▶ _Task item_: The string "your" may appear in lines of the data; report how many lines contain it, with no other output.

▶ _Available data_:
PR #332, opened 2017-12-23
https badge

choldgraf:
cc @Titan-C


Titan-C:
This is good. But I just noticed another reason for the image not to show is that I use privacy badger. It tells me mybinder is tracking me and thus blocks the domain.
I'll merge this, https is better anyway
---
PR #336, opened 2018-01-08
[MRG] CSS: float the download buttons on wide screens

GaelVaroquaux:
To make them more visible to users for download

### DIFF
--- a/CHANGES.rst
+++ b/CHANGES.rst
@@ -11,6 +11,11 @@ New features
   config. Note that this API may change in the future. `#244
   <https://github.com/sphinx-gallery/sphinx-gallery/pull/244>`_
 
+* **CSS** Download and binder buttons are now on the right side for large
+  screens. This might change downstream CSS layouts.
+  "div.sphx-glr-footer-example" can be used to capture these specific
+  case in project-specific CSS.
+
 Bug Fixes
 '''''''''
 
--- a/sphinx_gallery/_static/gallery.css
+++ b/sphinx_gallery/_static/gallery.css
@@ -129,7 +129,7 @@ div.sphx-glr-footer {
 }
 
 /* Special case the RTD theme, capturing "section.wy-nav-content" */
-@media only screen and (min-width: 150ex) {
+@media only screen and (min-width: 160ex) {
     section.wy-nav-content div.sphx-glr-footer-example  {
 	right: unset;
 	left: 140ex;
---
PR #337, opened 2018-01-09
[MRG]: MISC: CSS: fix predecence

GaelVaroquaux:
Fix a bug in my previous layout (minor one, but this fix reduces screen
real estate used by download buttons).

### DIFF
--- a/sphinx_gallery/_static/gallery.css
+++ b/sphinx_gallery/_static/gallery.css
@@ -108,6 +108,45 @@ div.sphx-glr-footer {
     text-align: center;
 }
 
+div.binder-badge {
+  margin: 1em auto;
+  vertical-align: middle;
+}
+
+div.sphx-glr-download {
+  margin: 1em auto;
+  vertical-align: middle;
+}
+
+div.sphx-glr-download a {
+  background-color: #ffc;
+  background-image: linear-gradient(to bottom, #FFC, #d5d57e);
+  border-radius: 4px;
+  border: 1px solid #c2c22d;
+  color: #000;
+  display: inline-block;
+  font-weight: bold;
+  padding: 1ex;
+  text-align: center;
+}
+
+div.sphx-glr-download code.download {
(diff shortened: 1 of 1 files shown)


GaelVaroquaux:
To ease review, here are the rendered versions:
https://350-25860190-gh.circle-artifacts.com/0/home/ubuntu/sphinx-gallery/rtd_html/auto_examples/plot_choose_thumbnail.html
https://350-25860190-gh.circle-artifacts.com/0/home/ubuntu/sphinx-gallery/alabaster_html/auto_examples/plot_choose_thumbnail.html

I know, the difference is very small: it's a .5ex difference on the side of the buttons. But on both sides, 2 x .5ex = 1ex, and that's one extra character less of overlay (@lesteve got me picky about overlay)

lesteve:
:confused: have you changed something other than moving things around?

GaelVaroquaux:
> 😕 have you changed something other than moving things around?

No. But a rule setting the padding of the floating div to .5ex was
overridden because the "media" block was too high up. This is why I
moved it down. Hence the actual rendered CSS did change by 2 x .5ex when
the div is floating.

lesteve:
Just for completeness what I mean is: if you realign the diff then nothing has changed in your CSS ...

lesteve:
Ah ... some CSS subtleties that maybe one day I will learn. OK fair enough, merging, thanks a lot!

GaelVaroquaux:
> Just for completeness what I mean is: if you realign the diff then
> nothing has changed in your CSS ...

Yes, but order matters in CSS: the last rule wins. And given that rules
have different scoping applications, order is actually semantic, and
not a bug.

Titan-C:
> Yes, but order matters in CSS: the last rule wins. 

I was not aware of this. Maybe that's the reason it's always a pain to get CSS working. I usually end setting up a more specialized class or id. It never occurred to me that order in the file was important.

▶ _Solution to the exercise_: 2